**Stored items:**
___

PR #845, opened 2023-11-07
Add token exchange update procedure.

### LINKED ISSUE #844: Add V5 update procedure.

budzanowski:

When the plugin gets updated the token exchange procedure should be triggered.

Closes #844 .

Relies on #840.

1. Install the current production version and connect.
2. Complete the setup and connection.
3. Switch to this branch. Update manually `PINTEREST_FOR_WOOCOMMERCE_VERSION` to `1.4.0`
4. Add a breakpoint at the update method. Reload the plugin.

___

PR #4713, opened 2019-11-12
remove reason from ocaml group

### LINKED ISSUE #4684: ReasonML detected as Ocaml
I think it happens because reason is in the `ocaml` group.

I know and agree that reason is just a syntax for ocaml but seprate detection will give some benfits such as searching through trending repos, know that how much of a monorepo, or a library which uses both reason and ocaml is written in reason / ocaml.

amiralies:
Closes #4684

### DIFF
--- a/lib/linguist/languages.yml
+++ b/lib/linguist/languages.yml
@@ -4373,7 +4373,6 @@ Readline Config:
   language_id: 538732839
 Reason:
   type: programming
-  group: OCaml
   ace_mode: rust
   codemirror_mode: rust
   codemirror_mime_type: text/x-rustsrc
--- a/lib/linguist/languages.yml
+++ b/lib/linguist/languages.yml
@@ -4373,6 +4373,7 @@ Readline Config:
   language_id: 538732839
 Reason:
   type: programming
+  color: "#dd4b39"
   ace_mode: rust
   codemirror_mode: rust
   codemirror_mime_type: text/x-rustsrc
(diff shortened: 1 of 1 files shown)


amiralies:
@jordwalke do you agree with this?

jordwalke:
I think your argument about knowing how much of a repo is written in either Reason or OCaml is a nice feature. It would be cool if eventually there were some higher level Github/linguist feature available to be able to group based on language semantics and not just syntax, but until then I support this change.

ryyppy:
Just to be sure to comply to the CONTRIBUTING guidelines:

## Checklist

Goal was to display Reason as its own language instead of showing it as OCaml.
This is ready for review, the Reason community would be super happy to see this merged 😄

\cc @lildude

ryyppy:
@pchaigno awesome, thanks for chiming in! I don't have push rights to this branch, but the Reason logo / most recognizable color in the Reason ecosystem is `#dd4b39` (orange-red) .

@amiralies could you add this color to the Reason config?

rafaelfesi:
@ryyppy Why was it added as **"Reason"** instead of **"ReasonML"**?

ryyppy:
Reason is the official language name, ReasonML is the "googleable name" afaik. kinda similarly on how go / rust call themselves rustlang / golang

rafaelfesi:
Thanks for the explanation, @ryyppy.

___

There is a run of lines above from the one with "PR #845, opened 2023-11-07" to the one with "1. Install the"; print exactly that run, both ends included, and nothing else.

PR #845, opened 2023-11-07
Add token exchange update procedure.

### LINKED ISSUE #844: Add V5 update procedure.

budzanowski:

When the plugin gets updated the token exchange procedure should be triggered.

Closes #844 .

Relies on #840.

1. Install the current production version and connect.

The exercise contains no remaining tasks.